Lambda solution architecture

When implementing HDInsight, the storage of data is held within a compliant Hadoop Distributed File System (HDFS). In Azure, Data Lake Gen2 is typically used as a data store as it is HDFS-compliant. Data from the hot path and cold path after processing is stored in a centralized data store called Data Lake. The Data lake in itself can be compartmentalized to hold data in different compartments, which can be defined by the state of data (landing zone, transformation zone etc.), access requirements (hot, warm, and cold) and, business groups. The Serving layer is the final compartment in the data lake that holds data in a format that is ready for consumption by various types of consumers.

Critically, the compute aspect of HDInsight deals with the processing of either streaming or batch data and can vary depending on the cluster type that you select when you provision an HDInsight cluster. HDInsight offers the services in individual cluster options as shown in the following table.

Cluster Type Description
Apache Hadoop A framework that uses HDFS, and a simple MapReduce programming model to process and analyze batch data.
Apache Spark An open-source, parallel-processing framework that supports in-memory processing to boost the performance of big-data analysis applications.
HBase A NoSQL database built on Hadoop that provides random access and strong consistency for large amounts of unstructured and semi-structured data--potentially billions of rows times millions of columns.
Apache Interactive Query In-memory caching for interactive and faster Hive queries.
Apache Kafka An open-source platform that's used for building streaming data pipelines and applications.
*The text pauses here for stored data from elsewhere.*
PR #3536, opened 2023-10-04
Update for `request_fragment_check.py` script

### LINKED ISSUE #3535: Update for `request_fragment_check.py` script
Related to CERN SSO [migration](https://cern.service-now.com/service-portal?id=outage&n=OTG0072195) for PdmV applications, in particular for McM, it is required to update the fragment check script to use the new McM client to handle requests for this application. This script, managed by the CMS GEN team, is downloaded and embedded into McM validation batch jobs and used by McM users who want to manually run the “Get test” command for a McM request. Before migrating McM to be serviced only by the new SSO, it is required to update this dependency.

### Is your feature related to a problem?

If this script continues using the old SSO, PdmV will not be able to migrate the McM application without breaking the validation component. Furthermore, after the “old” CERN SSO is decommissioned, some sections of the script will break because it will not be able to consume McM's protected resources.

### Describe the solution you'd like

Refactor the script to use the [new](https://github.com/cms-PdmV/mcm_scripts/blob/b2c38b86337ce785b247edb4d5b90e0fec3d6a15/rest.py#L40) McM client and avoid consuming protected resources that require authentication. Use only the McM public API.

Kafka also provides message-queue functionality that allows you to publish and subscribe to data streams.

Therefore, it is important to select the correct cluster type to meet the business case that you are trying to solve. Regardless the cluster type that is selected, additional open-source components are also added inside the cluster to provide additional capabilities including: 

Hadoop management 

HCatalog - A table and storage management layer for Hadoop 

Apache Ambari - Facilitates management and monitoring of an Apache Hadoop cluster 

Apache Oozie - A workflow scheduler system to manage Apache Hadoop jobs

Apache Hadoop YARN – Manages resource management and job scheduling/monitoring 

Apache ZooKeeper - A centralized service for maintaining configuration information, naming, providing distributed synchronization, and providing group services. 

Data processing 

Apache Hadoop MapReduce - A framework for easily writing applications, which process vast amounts of data 

Apache Tez - An application framework for processing data 

Apache Hive - Facilitates managing large datasets residing in distributed storage using SQL

Data analysis 

Apache Pig – Provides an abstraction layer over MapReduce to analyze large datasets 

Apache Phoenix - Enables OLTP and operational analytics in Hadoop 

Apache Mahout – An Algebra framework to create your own algorithms 

Note

At the time of writing, Azure Data Lake Gen1, and Azure Blob Storage are supported data storage layers for HDInsight. You should look migrate this data to Azure Data Lake Gen2 as it is the recommended storage platform for Spark and Hadoop, as well as being the default choice for HBase.